Issue #5320, opened 2016-05-10
Tools: Support .NET Core Class Library projects


natemcmaster:
Add support for running "dotnet ef" on a .NET Standard and desktop .NET class library project.

This is blocked by https://github.com/dotnet/cli/issues/2645 ~~and/or https://github.com/dotnet/cli/issues/4005 (depending on our implementation approach)~~.
### Short explanation

If you cannot do `dotnet run`, you also cannot use `dotnet ef` on your project. 
### More explanation

.NET Core, unlike .NET Framework, does not have a globally installed framework. All .NET Core apps need to reference an app framework (e.g. Microsoft.NETCore.App) in order to run. .NET Core class library projects are built without a framework, so dotnet-ef cannot run on these projects.
### Workarounds

See https://docs.efproject.net/en/latest/miscellaneous/cli/dotnet.html#targeting-class-library-projects-is-not-supported for workarounds.

Kurira:
Hi,

Just to be sure, we can't use EF within a class library project (aka tests project) in RC2?

natemcmaster:
@Kurira you can use EF within a class library. You can't use **EF .NET Core CLI commands** on a class library. See https://docs.efproject.net/en/latest/cli/dotnet.html more info

Kurira:
So I would use tools from my web project and apply them to test context which resides in test project?

kjbetz:
I need to test this more, but here is my solution that seems to be working: https://github.com/aspnet/EntityFramework/issues/5460#issuecomment-221167712

ToddThomson:
Is there a published workaround for this issue? I've added:

    "frameworks": {
        "net451": {
            "buildOptions": {
                "emitEntryPoint": true
            }
        },
        "netcoreapp1.0": {
            "imports": [ "portable-net451+win8" ],
            "buildOptions": {
                "emitEntryPoint": true
            },
            "dependencies": {
                "Microsoft.NETCore.App": {
                    "type": "platform",
                    "version": "1.0.0-*"
                }
            }
        }
    },

and a main() in program.cs, but I still get the "..Entity Framework tools does not support targeting class library projects.." message.

natemcmaster:
@ToddThomson you are probably hitting https://github.com/dotnet/cli/issues/3164. Try setting the top-level emitEntryPoint build option to true.

ToddThomson:
@natemcmaster Yes. That was it.

rowanmiller:
[...]

Issue #5188, opened 2016-04-26
CLI Commands: usability improvements


natemcmaster:
Some ideas for improving the usability of dotnet ef.

- [ ] `dotnet ef database update` doesn't list the migrations being applied/reverted
- [ ] Don't require building to get output of `--help`. We can show help dialog without dispatching to inside-man.
- [x] Support `--json` on all subcommands
- [ ] Allow top-level arguments in any order. E.g. currently `dotnet ef dbcontext list --no-build` throws, but `dotnet ef --no-build dbcontext list` works. ~~Part of this is just the way that [Microsoft.Extensions.CommandLineUtils](https://github.com/aspnet/Common/tree/dev/src/Microsoft.Extensions.CommandLineUtils) works.~~ https://github.com/aspnet/Common/pull/131. We still can't completely do this with the way we invoke ef.exe from dotnet-ef.dll.
- [x] ~~Depending on the outcome of https://github.com/dotnet/cli/issues/2514, we may be able to remove "inside-man" dispatch for RTM.~~ NVM. We've pivoted away from ProjectDependencyCommandFactory to our own thing.
- [x] ~~Depending on the resolution to https://github.com/dotnet/cli/issues/2645, we may need to change Ms.EfCore.Tools to also target class libraries. (Support this by cross-compiling the library to netstandard1.5)~~ tracked here: https://github.com/aspnet/EntityFramework/issues/5320
- [x] ~~Help dialog should show options top-level args (`--framework`) even when listing args for subcommands.~~ Fixed in CommandLineUtils.

natemcmaster:
We should do this but it can be post RTM.

VanKichline:
Note that new preview 2 web application templates use 'dotnet bundle' command, so asking for 'dotnet help ef' runs the bundler/minifier and may modify the contents of the project.

natemcmaster:
@VanKichline you can workaround with the `--no-build` parameter. e.g.:
```sh
dotnet ef --no-build --help
dotnet ef --no-build migrations list 
# etc...
```

bricelam:
Closing. Filed remaining work as #6592 and #6593.

PR #5680, opened 2016-06-07
Parameterize directories used by dotnet-ef

### LINKED ISSUE #5311: CLI Commands: support loading startup from a separate project
Add support for supplying a project as a parameter in `--startup-project` that is different than the current project.

This is explicitly disabled in code. See https://github.com/aspnet/EntityFramework/issues/4577#issuecomment-217496222 for background and https://github.com/aspnet/EntityFramework/pull/5312.

natemcmaster:
Fix #5311 by adding back `--startup-project`.

NB: using `--startup-project` requires that "Microsoft.EntityFrameworkCore.Design" be installed startup project, not the current project. This partially enables class libraries. cref #5320

TODO: parameter order on command line still matters, so this option must be added between "ef" and the next sub command. E.g. `dotnet ef --startup-project ../WebApp1 database update`. This is already tracked in #5188 

This is built under the assumption that on .NET Core CLI, the current working directory is your target project, _and is not necessarily the startup project_. The reverse assumption (that dotnet-ef should always be executed on startup) is not consistent with other .NET Core CLI commands that alter files.

Worth noting: we are still using relative project directories as the value of `--startup-project`. This is to stay consistent with how .NET Core CLI handles preferences to projects. (Example see `dotnet run --help`)

cc @bricelam @divega @rowanmiller


natemcmaster:
(PS, before I request ask-mode approval, let's consider first that this is the behavior we want.)

bricelam:
Wonderful! It's exactly how I always wanted it to work.

src/Microsoft.EntityFrameworkCore.Design/CommandLine/ExecuteCommand.cs
```diff
@@ -80,12 +75,16 @@ public static CommandLineApplication Create(ref string[] args)
...
+                StartupAssembly = app.Option(StartupAssemblyOptionTemplate + " <ASSEMBLY>",
+                     "The assembly file containing the startup class."),
                 DataDirectory = app.Option(DataDirectoryOptionTemplate + " <DIR>",
-                    "The folder to use as the data directory. If not specified, the runtime output folder is used."),
+                    "The folder used as the data directory."),
                 ProjectDirectory = app.Option(ProjectDirectoryOptionTemplate + " <DIR>",
-                    "The folder to use as the project directory. If not specified, the current working is used."),
+                    "The folder used as the project directory. If not specified, the current working directory is used."),
+                StartupTargetDirectory = app.Option(StartupTargetDirectoryOptionTemplate + " <DIR>",
+                    "The folder used as the base directory for ASP.NET hosting environment. If not specified, the current working directory is used."),
```
bricelam: This isn't ASP.NET-specific. Maybe something like "...base directory for the application."

bricelam:
:shipit:

src/Microsoft.EntityFrameworkCore.Design/CommandLine/ExecuteCommand.cs
natemcmaster: Can we drop the data directory and merge them into one parameter? I can't think of a scenario in which data directory is different from the app base path.

bricelam: Classic ASP.NET uses `<base>/App_Data`

bricelam: But yes, it's probably OK to do that for now on CLI.

natemcmaster: I think I'm going to leave it, as long as there is the possible scenario that data directory may not be the app base path.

- INSTRUCTIONS FOR THE TASK -
Your task is to give back every record exactly.

- OUTPUT FOR THIS EXERCISE -
Issue #5320, opened 2016-05-10
Tools: Support .NET Core Class Library projects


natemcmaster:
Add support for running "dotnet ef" on a .NET Standard and desktop .NET class library project.

This is blocked by https://github.com/dotnet/cli/issues/2645 ~~and/or https://github.com/dotnet/cli/issues/4005 (depending on our implementation approach)~~.
### Short explanation

If you cannot do `dotnet run`, you also cannot use `dotnet ef` on your project. 
### More explanation

.NET Core, unlike .NET Framework, does not have a globally installed framework. All .NET Core apps need to reference an app framework (e.g. Microsoft.NETCore.App) in order to run. .NET Core class library projects are built without a framework, so dotnet-ef cannot run on these projects.
### Workarounds

See https://docs.efproject.net/en/latest/miscellaneous/cli/dotnet.html#targeting-class-library-projects-is-not-supported for workarounds.

Kurira:
Hi,

Just to be sure, we can't use EF within a class library project (aka tests project) in RC2?

natemcmaster:
@Kurira you can use EF within a class library. You can't use **EF .NET Core CLI commands** on a class library. See https://docs.efproject.net/en/latest/cli/dotnet.html more info

Kurira:
So I would use tools from my web project and apply them to test context which resides in test project?

kjbetz:
I need to test this more, but here is my solution that seems to be working: https://github.com/aspnet/EntityFramework/issues/5460#issuecomment-221167712

ToddThomson:
Is there a published workaround for this issue? I've added:

    "frameworks": {
        "net451": {
            "buildOptions": {
                "emitEntryPoint": true
            }
        },
        "netcoreapp1.0": {
            "imports": [ "portable-net451+win8" ],
            "buildOptions": {
                "emitEntryPoint": true
            },
            "dependencies": {
                "Microsoft.NETCore.App": {
                    "type": "platform",
                    "version": "1.0.0-*"
                }
            }
        }
    },

and a main() in program.cs, but I still get the "..Entity Framework tools does not support targeting class library projects.." message.

natemcmaster:
@ToddThomson you are probably hitting https://github.com/dotnet/cli/issues/3164. Try setting the top-level emitEntryPoint build option to true.

ToddThomson:
@natemcmaster Yes. That was it.

rowanmiller:
[...]

Issue #5188, opened 2016-04-26
CLI Commands: usability improvements


natemcmaster:
Some ideas for improving the usability of dotnet ef.

- [ ] `dotnet ef database update` doesn't list the migrations being applied/reverted
- [ ] Don't require building to get output of `--help`. We can show help dialog without dispatching to inside-man.
- [x] Support `--json` on all subcommands
- [ ] Allow top-level arguments in any order. E.g. currently `dotnet ef dbcontext list --no-build` throws, but `dotnet ef --no-build dbcontext list` works. ~~Part of this is just the way that [Microsoft.Extensions.CommandLineUtils](https://github.com/aspnet/Common/tree/dev/src/Microsoft.Extensions.CommandLineUtils) works.~~ https://github.com/aspnet/Common/pull/131. We still can't completely do this with the way we invoke ef.exe from dotnet-ef.dll.
- [x] ~~Depending on the outcome of https://github.com/dotnet/cli/issues/2514, we may be able to remove "inside-man" dispatch for RTM.~~ NVM. We've pivoted away from ProjectDependencyCommandFactory to our own thing.
- [x] ~~Depending on the resolution to https://github.com/dotnet/cli/issues/2645, we may need to change Ms.EfCore.Tools to also target class libraries. (Support this by cross-compiling the library to netstandard1.5)~~ tracked here: https://github.com/aspnet/EntityFramework/issues/5320
- [x] ~~Help dialog should show options top-level args (`--framework`) even when listing args for subcommands.~~ Fixed in CommandLineUtils.

natemcmaster:
We should do this but it can be post RTM.

VanKichline:
Note that new preview 2 web application templates use 'dotnet bundle' command, so asking for 'dotnet help ef' runs the bundler/minifier and may modify the contents of the project.

natemcmaster:
@VanKichline you can workaround with the `--no-build` parameter. e.g.:
```sh
dotnet ef --no-build --help
dotnet ef --no-build migrations list 
# etc...
```

bricelam:
Closing. Filed remaining work as #6592 and #6593.

PR #5680, opened 2016-06-07
Parameterize directories used by dotnet-ef

### LINKED ISSUE #5311: CLI Commands: support loading startup from a separate project
Add support for supplying a project as a parameter in `--startup-project` that is different than the current project.

This is explicitly disabled in code. See https://github.com/aspnet/EntityFramework/issues/4577#issuecomment-217496222 for background and https://github.com/aspnet/EntityFramework/pull/5312.

natemcmaster:
Fix #5311 by adding back `--startup-project`.

NB: using `--startup-project` requires that "Microsoft.EntityFrameworkCore.Design" be installed startup project, not the current project. This partially enables class libraries. cref #5320

TODO: parameter order on command line still matters, so this option must be added between "ef" and the next sub command. E.g. `dotnet ef --startup-project ../WebApp1 database update`. This is already tracked in #5188 

This is built under the assumption that on .NET Core CLI, the current working directory is your target project, _and is not necessarily the startup project_. The reverse assumption (that dotnet-ef should always be executed on startup) is not consistent with other .NET Core CLI commands that alter files.

Worth noting: we are still using relative project directories as the value of `--startup-project`. This is to stay consistent with how .NET Core CLI handles preferences to projects. (Example see `dotnet run --help`)

cc @bricelam @divega @rowanmiller


natemcmaster:
(PS, before I request ask-mode approval, let's consider first that this is the behavior we want.)

bricelam:
Wonderful! It's exactly how I always wanted it to work.

src/Microsoft.EntityFrameworkCore.Design/CommandLine/ExecuteCommand.cs
```diff
@@ -80,12 +75,16 @@ public static CommandLineApplication Create(ref string[] args)
...
+                StartupAssembly = app.Option(StartupAssemblyOptionTemplate + " <ASSEMBLY>",
+                     "The assembly file containing the startup class."),
                 DataDirectory = app.Option(DataDirectoryOptionTemplate + " <DIR>",
-                    "The folder to use as the data directory. If not specified, the runtime output folder is used."),
+                    "The folder used as the data directory."),
                 ProjectDirectory = app.Option(ProjectDirectoryOptionTemplate + " <DIR>",
-                    "The folder to use as the project directory. If not specified, the current working is used."),
+                    "The folder used as the project directory. If not specified, the current working directory is used."),
+                StartupTargetDirectory = app.Option(StartupTargetDirectoryOptionTemplate + " <DIR>",
+                    "The folder used as the base directory for ASP.NET hosting environment. If not specified, the current working directory is used."),
```
bricelam: This isn't ASP.NET-specific. Maybe something like "...base directory for the application."

bricelam:
:shipit:

src/Microsoft.EntityFrameworkCore.Design/CommandLine/ExecuteCommand.cs
natemcmaster: Can we drop the data directory and merge them into one parameter? I can't think of a scenario in which data directory is different from the app base path.

bricelam: Classic ASP.NET uses `<base>/App_Data`

bricelam: But yes, it's probably OK to do that for now on CLI.

natemcmaster: I think I'm going to leave it, as long as there is the possible scenario that data directory may not be the app base path.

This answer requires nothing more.